** Dataset excerpts **

PR #3356, opened 2016-06-21
Do not attempt to decode to unicode twice

zachmullen:
It's possible I'm missing something here, but it seems like we should not be trying to decode via the underlying urllib3 method since `iter_content` is responsible for the decision of whether or not to decode.

### DIFF
--- a/requests/models.py
+++ b/requests/models.py
@@ -665,7 +665,7 @@ class Response(object):
             # Special case for urllib3.
             if hasattr(self.raw, 'stream'):
                 try:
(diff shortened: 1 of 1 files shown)


Lukasa:
Thanks for this!

The urllib3 decoding is about decoding compressed content-encodings like gzip and deflate. We do always want that on. =) iter_content's decoding is about decoding to unicode, an unrelated concern.

zachmullen:
Ah, thank you for the explanation :)

PR #3358, opened 2016-06-21
Update list of supported Python versions in todo.rst

petedmarsh:
Extremely minor change; I happened to notice that the list of supported Python versions in todo.rst was out-of-sync with the Python version classifiers in setup.py, this just puts it back in sync.


Lukasa:
Thanks @petedmarsh! :sparkles: :cake: :sparkles:

PR #3361, opened 2016-06-23
Allow sending an unprepared request via session.

jamielennox:
This can be considered a request in the form of a PR because it was easier to make the code change than explain it. 

I have multiple places where i am passing around method, url, json etc before it makes it to the requests level. Now these can all be bundled up into a single request object which is much easier to pass around, but then i have to manually call

prep = session.prepare_request(req)
settings = session.merge_environment_settings(....) 
settings['timeout'] = timeout
session.send(prep, **settings)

** Problem statement **
In the records, which lines mention the word "session"? Copy those lines.

** Result below **
Allow sending an unprepared request via session.
prep = session.prepare_request(req)
settings = session.merge_environment_settings(....) 
session.send(prep, **settings)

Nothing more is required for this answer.